String = <variable expression>

where String is the variable name, and <variable expression> is either a Double or an expression statement as defined above. Variables can be used in any other expression statement in the SGL file including reaction rate definitions. Please make sure to not define a variable in terms of itself to avoid infinite recursion.

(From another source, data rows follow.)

Issue #74, opened 2017-03-26
suggested changes to the protocol (client ABI)


haraldg:
This ticket is to collect all the ideas for changes to the network protocol (backwards compatible or not). Also maybe to collect current and future real world use cases.

# Character encoding (character set?)
Currently LCDd just shuffles bytes between clients and drivers and it is the responsibility of the user to set up everything, so that things fit together. This means we are mostly using 7bit ascii, but exceptions exist. There should be a way to at least negotiate what's supported. Even better if LCDd could be told to do some conversions.

# Frames
are specified in the current version of the protocol, but most parts never got implemented (for more then a decade). Maybe it is time to acknoledge that we target small displays where these are not very useful and nobody really needs them. We should figure out which parts are actually implemented (and work!) and drop the rest from the ABI and also remove any code that never actually worked as intended.

# Way to edit times (or strings)
This could be a new menu widget or a general input widget (lcdproc currently doesn't have general input widgets though). Either it would be special for editing time strings like we already have for IPv4 addresses or it would take a specification of allowed characters in the string to be edited. The latter would allow to not only edit times, but also cron lines, etc.

Example for simple specification syntax: `[012][0-9]:[0-5][0-9]`  
This example has the problem that "29:00" is not a valid time. The purpose of the specification would be more to make the editing process easier with only Up/Down keys easier, than to ensure that only legal values can be entered. A more complex specification language would be necessary for the latter. Not sure if it is worth the effort, though.

haraldg:
An other issue with the current protocol, that makes me slightly uncomfortable, is the way how key reservation works:
* `client_add_key` takes an arbitrary number of keys (strings) as argument, returns a "huh?" message for each key that it can't grab and finally an unconditional "success". "huh?" messages aren't meant for machine parsing, so the client doesn't actually know which keys it now owns.
* If the client requested just one key, we return a "huh?" message and "success", which is unambiguous but bad taste IMO.
* keys are requested on the level of clients not screens. Maybe instead of the -shared/-exclusively distinction there should be a screen/client level distinction: Shared keys would be requested per screen and only returned when this very screen is visible.

emteejay:
Graphic displays also need consideration. It should be possible for positions and sizes to be specified in pixels rather than characters and lines, also scrolling should be in pixel steps.

haraldg:
Martin Jones writes:
[...]

PR #117, opened 2019-04-17
Bar widgets rework

jwrdegoede:
This pull-req extends the "widget_set screen widget_name parm1 parm2 parm3" syntax for hbars and vbars with an optional new  "widget_set screen widget_name parm1 parm2 parm3 parm4" syntax.

The reason for this is to address the current widget_set syntax for bar widgets and the driver vbar / hbar being mismatched wrt each other and to avoid the hacks / problems this mismatch causes.

Specifically the old 3 parameter widget_set syntax for bars takes the usual x and y parameters as parm1 and parm2 and then the 3th argument is the length of the filled-part of the bar to draw in pixels. The drivers however expect x, y, length of the entire bar (not just the filled part) in characters and a filled promillage.

To workaround this mismatch, the render code in the server currently has this hack for hbars:
```
		int full_len = display_props->width - w->x - left + 1;
		int promille = 1000;

		if ((w->length / display_props->cellwidth) < right - left - w->x + 1)
			promille = (long) 1000 * w->length / (display_props->cellwidth * full_len);

		drivers_hbar(w->x + left, w->y + top, full_len, promille, BAR_PATTERN_FILLED);
```

This tells the driver to render a hbar with a length which reaches all the way to the right edge of the display. If you look at the 4 line standard cpu screen, this means that the length overwrites the "100%" text after the bar on the 4th line. Likewise for the 4 line standard mem screen, which has 2 small bars on the bottom, the mem bar overwrites the F E [swap-hbar ] F part of the display and the swap-bar length overwrites the F at the end of the 4th line. This all works without the 100% / F E [] F text which is only rendered once disappearing because most drivers only render the full part of the hbar, simply never drawing the unfilled-part of the bar, relying on that part of the LCD being empty. Except it is not empty, but not overwriting what is there is desirable because of the widget_set vs driver API mismatch.

So this mostly works as is, but IMHO the current state is a big hack. And this hack is causing problems for some drivers, specifically for the mx5000 driver. libmx5000 has its own hbar implementation and the lcdproc mx5000 driver is just a wrapper around this. But the mx5000 hbars consist of special begin (full or empty) middle (full or empty) and end characters, see:

https://fedorapeople.org/~jwrdegoede/cpu.png
https://fedorapeople.org/~jwrdegoede/mem.png

Note these pictures are how things look **with** the patches from this pull-req. The mx5000 code actually renders empty middle and end chars for the non-filled part of the hbar, breaking the assumption of the code working around the API mismatch that for the non-filled part nothing is rendered. This means that the end of the hbar overwrites the 100% in the CPU screen and the F E [] F text in the mem screen also gets overwritten which looks really ugly.

The first commit in this series fixes the API mismatch by introducing a new 4 parameter widget_set syntax for bars which matches the driver API. This new  widget_set syntax for bars is IMHO also easier to use by various screen code since it avoids the need to convert something like a CPU load to a filled-part of the bar in pixels unit.

The other commits in this pull-req convert the hbar usage in the standard lcdproc client cpu and mem screens to use the new syntax, fixing the issues with those screens on the mx5000.

Note that support for the old 3 parameter syntax is kept unchanged, to avoid clients relying on that breaking.

Besides fixing the mx5000 hbars this will also allow other (graphical) displays to potentially draw nicer bars then currently is done.

### DIFF
--- a/server/commands/widget_commands.c
+++ b/server/commands/widget_commands.c
@@ -296,6 +296,31 @@ widget_set_func(Client *c, int argc, char **argv)
 			sock_send_string(c->sock, "success\n");
 		}
 		break;
+	case WID_PBAR:			/* Pbar takes "x y width promille [begin-label end-label]" */
+		if (argc < i + 4 || argc > i + 6) {
+			sock_send_error(c->sock, "Wrong number of arguments\n");
+			break;
+		}
+		if ((!isdigit((unsigned int) argv[i][0])) ||
+		    (!isdigit((unsigned int) argv[i + 1][0]))) {
+			sock_send_error(c->sock, "Invalid coordinates\n");
+			break;
+		}
+		free(w->begin_label);
+		free(w->end_label);
+		w->begin_label = NULL;
+		w->end_label = NULL;
+		w->x = atoi(argv[i]);
+		w->y = atoi(argv[i + 1]);
+		w->width = atoi(argv[i + 2]);
+		w->promille = atoi(argv[i + 3]);
+		if (argc >= i + 5)
+			w->begin_label = strdup(argv[i + 4]);
+		if (argc >= i + 6)
+			w->end_label = strdup(argv[i + 5]);
+		debug(RPT_DEBUG, "Widget %s set to %i", wid, w->promille);
+		sock_send_string(c->sock, "success\n");
+		break;
 	case WID_ICON:			/* Icon takes "x y icon" */
 		if (argc != i + 3)
 			sock_send_error(c->sock, "Wrong number of arguments\n");
--- a/server/driver.c
+++ b/server/driver.c
@@ -56,6 +56,7 @@ DriverSymbols driver_symbols[] = {
 	{ "chr",                offsetof(Driver, chr),                0 },
 	{ "vbar",               offsetof(Driver, vbar),               0 },
 	{ "hbar",               offsetof(Driver, hbar),               0 },
+	{ "pbar",               offsetof(Driver, pbar),               0 },
 	{ "num",                offsetof(Driver, num),                0 },
 	{ "heartbeat",          offsetof(Driver, heartbeat),          0 },
 	{ "icon",               offsetof(Driver, icon),               0 },
@@ -447,6 +448,63 @@ driver_alt_hbar(Driver *drv, int x, int y, int len, int promille, int options)
 	}
 }
 
+/**
+ * Draw a percentage-bar including its (optional) labels.
+ * \param drv          Pointer to driver structure.
+ * \param x            Horizontal character position (column) of the starting point.
+ * \param y            Vertical character position (row) of the starting point.
+ * \param width        Width of the widget in characters, including the
+ *                     optional begin and end-labels.
+ * \param promille     Current length level of the bar in promille.
+ * \param begin_label  Optional (may be NULL) text to render in front of /
+ *                     at the beginning of the percentage-bar.
+ * \param end_label    Optional text to render at the end of the pbar.
+ */
+void
+driver_pbar(Driver *drv, int x, int y, int width, int promille, char *begin_label, char *end_label)
+{
+	int begin_length, end_length, len;
+
+	debug(RPT_DEBUG, "%s(drv=[%.40s], x=%d, y=%d, width=%d, promille=%d)", __FUNCTION__, drv->name, x, y, width, promille);
+
+	/* if the driver does not support output, do nothing. */
+	if (drv->chr == NULL || drv->string == NULL)
+		return;
+
+	/* if we are falling back to drawing a hbar because the driver does
+	 * not provide a pbar method *and* no labels are given, draw []
+	 * around the hbar to mark the beginning and end of the bar.
+	 */
+	if (!drv->pbar && begin_label == NULL && end_label == NULL) {
+		begin_label = "[";
+		end_label = "]";
+	}
+
+	begin_length = begin_label ? strlen(begin_label) : 0;
+	end_length = end_label ? strlen(end_label) : 0;
+
+	/* We want at least 2 chars for the bar itself */
+	if ((begin_length + end_length + 2) > width)
+		begin_length = end_length = 0;
+
+	len = width - begin_length - end_length;
+
+	if (begin_length) {
+		drv->string(drv, x, y, begin_label);
+		x += begin_length;
+	}
+
+	if (drv->pbar)
+		drv->pbar(drv, x, y, len, promille);
+	else if (drv->hbar)
+		drv->hbar(drv, x, y, len, promille, BAR_PATTERN_FILLED);
+	else
+		driver_alt_hbar(drv, x, y, len, promille, BAR_PATTERN_FILLED);
+	x += len;
+
+	if (end_length)
+		drv->string(drv, x, y, end_label);
+}
 
 /** Write a big number to the screen.
  * Fallback for the driver's \c num method if the driver does not provide one.
--- a/server/drivers.c
+++ b/server/drivers.c
@@ -310,6 +310,30 @@ drivers_hbar(int x, int y, int len, int promille, int pattern)
 
 
 /**
+ * Draw a percentage-bar to all drivers.
+ * \param x            Horizontal character position (column) of the starting point.
+ * \param y            Vertical character position (row) of the starting point.
+ * \param width        Width of the widget in characters, including the
+ *                     optional begin and end-labels.
+ * \param promille     Current length level of the bar in promille.
+ * \param begin_label  Optional (may be NULL) text to render in front of /
+ *                     at the beginning of the percentage-bar.
+ * \param end_label    Optional text to render at the end of the pbar.
+ *
+ * Note the driver may choose to not render the labels if there is not enough
+ * space.
+ */
+void
+drivers_pbar(int x, int y, int width, int promille, char *begin_label, char *end_label)
+{
+	Driver *drv;
+
+	ForAllDrivers(drv)
+		driver_pbar(drv, x, y, width, promille, begin_label, end_label);
+}
+
+
+/**
  * Write a big number to all output drivers.
  * For drivers that define a num() function, call it;
  * otherwise call the general driver_alt_num() function from the server core.
--- a/server/widget.c
+++ b/server/widget.c
@@ -33,6 +33,7 @@ char *typenames[] = {
 	"string",	/* WID_STRING */
 	"hbar",		/* WID_HBAR */
 	"vbar",		/* WID_VBAR */
+	"pbar",		/* WID_PBAR */
 	"icon",		/* WID_ICON */
 	"title",	/* WID_TITLE */
 	"scroller",	/* WID_SCROLLER */
@@ -85,7 +86,7 @@ widget_create(char *id, WidgetType type, Screen *screen)
 	debug(RPT_DEBUG, "%s(id=\"%s\", type=%d, screen=[%s])", __FUNCTION__, id, type, screen->id);
 
 	/* Create it */
-	w = malloc(sizeof(Widget));
+	w = calloc(1, sizeof(Widget));
 	if (w == NULL) {
 		report(RPT_DEBUG, "%s: Error allocating", __FUNCTION__);
 		return NULL;
--- a/configure.ac
+++ b/configure.ac
@@ -246,7 +246,7 @@ AC_ARG_WITH(lcdport,
 )
 AC_DEFINE_UNQUOTED(LCDPORT, $LCDPORT, [Set default port where LCDd should listen])
 
-AC_DEFINE_UNQUOTED(PROTOCOL_VERSION, "0.3", [Define version of lcdproc client-server protocol])
+AC_DEFINE_UNQUOTED(PROTOCOL_VERSION, "0.4", [Define version of lcdproc client-server protocol])
 
 AC_DEFINE_UNQUOTED(API_VERSION, "0.5", [Define version of lcdproc API])
 
--- a/docs/LCDd.8.in
+++ b/docs/LCDd.8.in
@@ -377,7 +377,7 @@ of display available.
 
 .SS CLIENT COMMANDS
 There are many commands for the client to send to the LCDd server, here is
-the list of commands for version \fI0.3\fP of the protocol:
+the list of commands for versions \fI0.3\fP - \fI0.4\fP of the protocol:
 .TP
 .B hello
 This starts a client-server session with the LCDd server; the server will
@@ -389,7 +389,7 @@ The first 4 keyword value pairs are always wid, hgt, cellwid and cellhght,
 for backwards compatibility with older clients which are hardcoded to take
 the 8th and 10th words of the connect string as width and height. The
 connect string will look like this for example:
-"\fBconnect LCDproc 0.5dev protocol 0.3 lcd wid 17 hgt 4 cellwid 6 cellhgt 10\fP"
+"\fBconnect LCDproc 0.5dev protocol 0.4 lcd wid 17 hgt 4 cellwid 6 cellhgt 10\fP"
 .TP
 .B client_set -name \fIname\fP
 Set the client's name.
@@ -508,6 +508,10 @@ A horizontal bar graph.
 .B vbar
 A vertical bar graph.
 .TP
+.B pbar
+A-percentage bar, filled from left to right. This widget-type is only
+available on servers which report a \fIprotocol-version\fP of 0.4 or newer.
+.TP
 .B title
 A title displayed across the top of the display, within a banner.
 .TP
@@ -542,6 +546,13 @@ Displays a horizontal bar starting at position (\fIx\fP,\fIy\fP) that is \fIleng
 .TP
 .B vbar \fIx y length\fP
 Displays a vertical bar starting at position (\fIx\fP,\fIy\fP) that is \fIlength\fP pixels high.
+.TP
+.B pbar \fIx y width promille\fP [\fIbegin-label end-label\fP]
+Displays a percentage-bar starting at position (\fIx\fP,\fIy\fP) covering
+\fIwidth\fP character cells including the optional begin and end-labels,
+filled from left to right to the specified \fIpromille\fP value.
+Optionally a \fIbegin-label\fP and \fIend-label\fP can be specified which
+will be drawn in front of and after the percentage-bar.
 .TP
 .B icon \fIx y name\fP
 Displays the icon \fIname\fP at position (\fIx\fP,\fIy\fP).
--- a/docs/LCDd.8.in
+++ b/docs/LCDd.8.in
@@ -376,12 +376,20 @@ of display available.
 .PP
 
 .SS CLIENT COMMANDS
-There are many commands for the client to send to the LCDd server:
+There are many commands for the client to send to the LCDd server, here is
+the list of commands for version \fI0.3\fP of the protocol:
 .TP
 .B hello
-This starts a client-server session with the LCDd server; the
-server will return a data string detailing the type of display
-and its size.
+This starts a client-server session with the LCDd server; the server will
+return a white-space separated data string detailing the type of display
+and its size. The format of this string is:
+"\fBconnect LCDproc\fP <\fILCDd-version\fP> \fBprotocol\fP <\fIprotocol-version\fP> \fBlcd\fP [\fIkeyword value\fP] [\fIkeyword value\fP] ...".
+\fIprotocol-version\fP is always in the form of "\fImajor\fP.\fIminor\fP".
+The first 4 keyword value pairs are always wid, hgt, cellwid and cellhght,
+for backwards compatibility with older clients which are hardcoded to take
+the 8th and 10th words of the connect string as width and height. The
+connect string will look like this for example:
+"\fBconnect LCDproc 0.5dev protocol 0.3 lcd wid 17 hgt 4 cellwid 6 cellhgt 10\fP"
 .TP
 .B client_set -name \fIname\fP
 Set the client's name.
--- a/docs/lcdproc-dev/driver-api.docbook
+++ b/docs/lcdproc-dev/driver-api.docbook
@@ -104,6 +104,9 @@ typedef struct lcd_logical_driver {
 	void (*vbar)		(Driver *drvthis, int x, int y, int len, int promille, int options);
 	void (*hbar)		(Driver *drvthis, int x, int y, int len, int promille, int options);
 
+	// draw a progressbar covering lenght chars at pos (x,y) showing promille% progress
+	void (*pbar)		(Driver *drvthis, int x, int y, int len, int promille);
+
 	// display (big) number num at horizontal position x
 	void (*num)		(Driver *drvthis, int x, int num);
 
@@ -396,9 +399,30 @@ typedef struct MyDriver_private_data {
   </funcprototype>
 </funcsynopsis>
 <para>
-  Draw a horizontal bar at position (<replaceable>x</replaceable>,<replaceable>y</replaceable>)
+  Draw a solid horizontal bar at position (<replaceable>x</replaceable>,<replaceable>y</replaceable>)
   that has maximal length <replaceable>len</replaceable>, where a fraction of
-  (<replaceable>promille</replaceable> / 1000) is filled.
+  (<replaceable>promille</replaceable> / 1000) is filled. The non filled
+  part of the maximum length should not be drawn / touched by this function.
+</para>
+
+<funcsynopsis>
+  <funcprototype>
+	<funcdef>void <function>(*pbar)</function></funcdef>
+	<paramdef>Driver *<parameter>drvthis</parameter></paramdef>
+	<paramdef>int <parameter>x</parameter></paramdef>
+	<paramdef>int <parameter>y</parameter></paramdef>
+	<paramdef>int <parameter>len</parameter></paramdef>
+	<paramdef>int <parameter>promille</parameter></paramdef>
+  </funcprototype>
+</funcsynopsis>
+<para>
+  Draw a progress bar covering <replaceable>len</replaceable> characters at
+  position (<replaceable>x</replaceable>,<replaceable>y</replaceable>),
+  where a fraction of (<replaceable>promille</replaceable> / 1000) is filled.
+  Unlike a hbar, this function must draw a background for the the non-filled
+  part of the bar. For example this function may draw an outline in the form
+  of a (non-filled) rectangle covering the entire length and then fill part
+  of that rectangle to indicate the current progress.
 </para>
 
 <funcsynopsis>
--- a/docs/lcdproc-dev/language.docbook
+++ b/docs/lcdproc-dev/language.docbook
@@ -452,6 +452,14 @@
 		</varlistentry>
 		<varlistentry>
 		  <term>
+		    <literal>pbar</literal>
+		  </term>
+		  <listitem><para>
+		      A percentage / progress bar.
+		    </para></listitem>
+		</varlistentry>
+		<varlistentry>
+		  <term>
 		    <literal>icon</literal>
 		  </term>
 		  <listitem><para>
@@ -564,6 +572,27 @@
 		      vertical (<literal>vbar</literal>) starting at
 		      position (<replaceable>x</replaceable>,<replaceable>y</replaceable>)
 		      that is <replaceable>length</replaceable> pixels wide resp. high.
+		    </para></listitem>
+		</varlistentry>
+		<varlistentry>
+		  <term>
+		    <literal>pbar</literal>
+		  </term>
+		  <listitem>
+		    <cmdsynopsis>
+		      <arg choice="plain"><replaceable>x</replaceable></arg>
+		      <arg choice="plain"><replaceable>y</replaceable></arg>
+		      <arg choice="plain"><replaceable>width</replaceable></arg>
+		      <arg choice="plain"><replaceable>promille</replaceable></arg>
+		      <arg choice="opt"><replaceable>begin-label</replaceable></arg>
+		      <arg choice="opt"><replaceable>end-label</replaceable></arg>
+		    </cmdsynopsis>
+		    <para>
+		      Displays a horizontal (<literal>pbar</literal>) and its
+		      optional (<literal>begin-label</literal>) and (<literal>end-label</literal>)
+		      labels covering <replaceable>width</replaceable> characters starting at
+		      position (<replaceable>x</replaceable>,<replaceable>y</replaceable>)
+		      where a fraction of (<replaceable>promille</replaceable> / 1000) is filled.
 		    </para></listitem>
 		</varlistentry>
 		<varlistentry>
--- a/server/driver.h
+++ b/server/driver.h
@@ -46,6 +46,9 @@ driver_support_multiple(Driver *driver);
 bool
 driver_stay_in_foreground(Driver *driver);
 
+void
+driver_pbar(Driver *drv, int x, int y, int width, int promille, char *begin_label, char *end_label);
+
 
 /* Alternative functions for all extended functions */
 
--- a/server/drivers.h
+++ b/server/drivers.h
@@ -50,6 +50,9 @@ void
 drivers_hbar(int x, int y, int len, int promille, int pattern);
 
 void
+drivers_pbar(int x, int y, int width, int promille, char *begin_label, char *end_label);
+
+void
 drivers_num(int x, int num);
 
 void
--- a/server/drivers/lcd.h
+++ b/server/drivers/lcd.h
@@ -156,6 +156,7 @@ typedef struct lcd_logical_driver {
 	/* extended output functions (optional; core provides alternatives) */
 	void (*vbar)		(struct lcd_logical_driver *drvthis, int x, int y, int len, int promille, int pattern);
 	void (*hbar)		(struct lcd_logical_driver *drvthis, int x, int y, int len, int promille, int pattern);
+	void (*pbar)		(struct lcd_logical_driver *drvthis, int x, int y, int width, int promille);
 	void (*num)		(struct lcd_logical_driver *drvthis, int x, int num);
 	void (*heartbeat)	(struct lcd_logical_driver *drvthis, int state);
 	int (*icon)		(struct lcd_logical_driver *drvthis, int x, int y, int icon);
--- a/server/drivers/mx5000.c
+++ b/server/drivers/mx5000.c
@@ -303,17 +303,16 @@ mx5000_backlight (Driver *drvthis, int on)
 }
 
 /*
- * Draws a horizontal bar to the right.
- */
-MODULE_EXPORT void
-mx5000_hbar (Driver *drvthis, int x, int y, int len, int promille, int options)
-{
-/* x and y are the start position of the bar.
+ * Draws a progressbar.
+ * x and y are the start position of the bar.
  * The bar by default grows in the 'right' direction
  * (other direction not yet implemented).
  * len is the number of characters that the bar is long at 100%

molecule block: <block name> = molecules

This block consist of a list of pairs of the form

String = Integer

giving the name of each molecule and the number of molecules present initially. For example, the following molecule definition block defines molecules A and B with initial numbers of 100 and 200, respectively

def molecules
  A = 100
  B = 200
end

NOTE: Please do not use any of the predefined mathematical functions or defined variables (including TIME) as molecule names since this will lead to undefined behavior.

reaction block: <block name> = reactions

This block describes the reactions between molecules defined in the molecule block. Reactions are specified via

<reactants> -> <products>  | <rate expression> |

Here, <reactants> and <products> are of the form

Integer String + Integer String + .....

In this expression, String is a molecule name as defined in the molecule block and Integer an optional integer specifying the stoichiometry. If Integer is not explicitly given, it is assumed to be 1.

The <rate expression> can either be a fixed value of type Double or an expression statement as defined above.

Below is an example reaction block for the two molecules A and B defined above:

define reactions
  2A + B -> A  | 10.0e-5 |
  B      -> A  | {2.0e-5 * A * exp(-0.5*TIME)} |
end

In the first reaction, 2 A molecules react with one B to yield another A at a rate of 10.0e-5. The second reaction describes a decay of B back to A at a rate that is computed based on the instantaneous number of A molecules present and which decays exponentially with simulation time.

event block: <block name> = events

An event block allows one to specify events which will occur during the simulation. Each event consists of a <trigger expression> and an associated set of <action expressions>. Events are specified via

{ <trigger expression> } => { <action expression> }

Here, trigger expression is of the form

<trigger primitive> [ <boolean operator> <trigger primitive>]

with <trigger primitive> defined by

<expression statement> relational operator <expression statement>

Each <trigger primitive> contains two expression statements as defined above and a relational operator which can be any of >=, <=, ==, >, and <. Hence, each <trigger primitive> evaluates to either true or false.

Several <trigger primitives> can be chained together via the <boolean operators> && and || to yield a final boolean value of true or false.

If the <trigger expression> evaluates to true during an iteration, the associated <action expressions> is executed during the same timestep.

<action expression> consists of a semi-colon separated list of assignments

String = <assignment expression> [; String = <assignment expression>]

where String is a molecule or variable name and <expression> either a Double or an expression statement.

NOTE: Since molecule counts are integer values assignments to molecule counts in <action expression> will be converted to an integer value via floor.

output block: <block name> = output

This block consists of a simple list of variable and molecule names that will be streamed to the output file in the same order:

[ name1, name2, name3, .... ]

Example Input Files

Below are several example input files detailing the use of SGL:

These are also available in the Models/ sub-directory in the source tree.

Bugs

Please report all bugs and feature requests to <haskelladdict at users dot sourceforge dot net>.

[1](1, 2) Daniel T. Gillespie (1977). "Exact Stochastic Simulation of Coupled Chemical Reactions". The Journal of Physical Chemistry 81 (25): 2340-2361
[2]An exception to this rule are line comments starting with -- which ingnore everything until the next newline.